> **Goal of the exercise**:
Only the opening lines of the listing, through the one with "## Exporter changes", are to be retyped, each exactly as it stands.

┌──

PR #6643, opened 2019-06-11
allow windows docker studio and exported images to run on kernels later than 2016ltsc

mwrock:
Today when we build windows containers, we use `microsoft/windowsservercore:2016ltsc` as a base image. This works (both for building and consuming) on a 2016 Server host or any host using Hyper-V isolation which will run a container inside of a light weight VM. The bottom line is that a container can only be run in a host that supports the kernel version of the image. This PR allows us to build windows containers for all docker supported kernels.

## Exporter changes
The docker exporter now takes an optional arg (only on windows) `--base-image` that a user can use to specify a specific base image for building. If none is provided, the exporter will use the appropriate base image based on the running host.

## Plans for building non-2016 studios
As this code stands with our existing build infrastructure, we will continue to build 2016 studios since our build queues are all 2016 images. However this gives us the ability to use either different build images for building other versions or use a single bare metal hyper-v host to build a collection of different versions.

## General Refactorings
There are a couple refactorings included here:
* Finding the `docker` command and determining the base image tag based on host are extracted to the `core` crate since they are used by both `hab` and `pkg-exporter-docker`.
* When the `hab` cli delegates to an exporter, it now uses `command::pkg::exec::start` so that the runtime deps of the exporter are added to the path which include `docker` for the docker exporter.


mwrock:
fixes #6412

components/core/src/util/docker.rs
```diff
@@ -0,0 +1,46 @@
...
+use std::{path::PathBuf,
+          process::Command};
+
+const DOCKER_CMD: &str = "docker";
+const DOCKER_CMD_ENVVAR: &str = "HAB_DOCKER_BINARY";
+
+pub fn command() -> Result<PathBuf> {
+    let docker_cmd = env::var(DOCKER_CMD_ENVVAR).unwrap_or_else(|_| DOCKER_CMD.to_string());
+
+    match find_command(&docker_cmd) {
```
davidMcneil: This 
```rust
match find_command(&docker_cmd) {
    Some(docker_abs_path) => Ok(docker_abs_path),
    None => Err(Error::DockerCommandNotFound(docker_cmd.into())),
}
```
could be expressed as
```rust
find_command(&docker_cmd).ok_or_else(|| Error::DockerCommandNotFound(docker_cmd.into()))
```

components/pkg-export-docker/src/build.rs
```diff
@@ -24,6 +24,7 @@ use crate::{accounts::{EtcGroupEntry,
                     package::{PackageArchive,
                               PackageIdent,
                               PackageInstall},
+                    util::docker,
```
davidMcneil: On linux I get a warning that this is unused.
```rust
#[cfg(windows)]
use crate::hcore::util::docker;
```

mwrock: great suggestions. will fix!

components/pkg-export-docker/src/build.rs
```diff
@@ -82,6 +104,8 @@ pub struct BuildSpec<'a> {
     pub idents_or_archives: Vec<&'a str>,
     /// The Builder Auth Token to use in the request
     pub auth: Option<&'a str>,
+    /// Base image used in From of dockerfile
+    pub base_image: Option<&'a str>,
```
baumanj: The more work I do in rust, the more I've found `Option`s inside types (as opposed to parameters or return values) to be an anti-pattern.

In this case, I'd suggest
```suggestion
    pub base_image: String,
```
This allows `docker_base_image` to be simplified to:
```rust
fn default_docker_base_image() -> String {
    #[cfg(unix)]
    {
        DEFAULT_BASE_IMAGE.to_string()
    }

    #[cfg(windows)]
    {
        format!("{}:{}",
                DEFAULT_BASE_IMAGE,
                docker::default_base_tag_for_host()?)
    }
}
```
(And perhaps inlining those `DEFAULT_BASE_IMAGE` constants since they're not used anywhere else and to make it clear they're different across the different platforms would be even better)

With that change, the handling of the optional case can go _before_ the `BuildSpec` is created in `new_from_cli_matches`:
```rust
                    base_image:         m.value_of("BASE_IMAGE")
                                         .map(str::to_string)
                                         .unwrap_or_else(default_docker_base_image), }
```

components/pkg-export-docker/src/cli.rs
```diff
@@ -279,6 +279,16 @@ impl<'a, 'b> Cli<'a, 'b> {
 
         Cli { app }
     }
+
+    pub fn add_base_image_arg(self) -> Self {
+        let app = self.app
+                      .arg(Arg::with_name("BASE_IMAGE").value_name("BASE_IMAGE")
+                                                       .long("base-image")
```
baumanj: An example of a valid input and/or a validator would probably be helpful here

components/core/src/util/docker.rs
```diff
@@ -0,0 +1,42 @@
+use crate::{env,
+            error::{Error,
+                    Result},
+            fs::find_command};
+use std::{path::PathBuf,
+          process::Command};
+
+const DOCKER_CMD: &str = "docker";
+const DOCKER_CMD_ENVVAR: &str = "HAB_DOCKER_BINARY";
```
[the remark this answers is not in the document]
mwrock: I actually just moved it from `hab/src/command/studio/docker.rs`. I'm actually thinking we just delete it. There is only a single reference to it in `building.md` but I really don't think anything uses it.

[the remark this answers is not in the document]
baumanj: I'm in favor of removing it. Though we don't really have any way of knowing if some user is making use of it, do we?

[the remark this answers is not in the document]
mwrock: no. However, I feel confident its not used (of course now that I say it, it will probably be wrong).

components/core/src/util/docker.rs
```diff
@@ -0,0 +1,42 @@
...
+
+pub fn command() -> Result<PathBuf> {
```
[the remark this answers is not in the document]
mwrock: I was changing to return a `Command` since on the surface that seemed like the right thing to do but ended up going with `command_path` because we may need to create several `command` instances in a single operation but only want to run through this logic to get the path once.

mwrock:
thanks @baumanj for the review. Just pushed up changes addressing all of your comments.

└──

> **Expected output**:
PR #6643, opened 2019-06-11
allow windows docker studio and exported images to run on kernels later than 2016ltsc

mwrock:
Today when we build windows containers, we use `microsoft/windowsservercore:2016ltsc` as a base image. This works (both for building and consuming) on a 2016 Server host or any host using Hyper-V isolation which will run a container inside of a light weight VM. The bottom line is that a container can only be run in a host that supports the kernel version of the image. This PR allows us to build windows containers for all docker supported kernels.

## Exporter changes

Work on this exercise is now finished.